[Given records — start]

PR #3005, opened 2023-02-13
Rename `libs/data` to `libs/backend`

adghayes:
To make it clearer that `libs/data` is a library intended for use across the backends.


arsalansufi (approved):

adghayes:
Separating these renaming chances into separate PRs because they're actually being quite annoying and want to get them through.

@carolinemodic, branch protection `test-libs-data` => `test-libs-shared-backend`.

[Given records — finish]

* **What you have to do**
Scan the lines above for "data", then copy every one that has it.

* **Finished exercise**
Rename `libs/data` to `libs/backend`
To make it clearer that `libs/data` is a library intended for use across the backends.
@carolinemodic, branch protection `test-libs-data` => `test-libs-shared-backend`.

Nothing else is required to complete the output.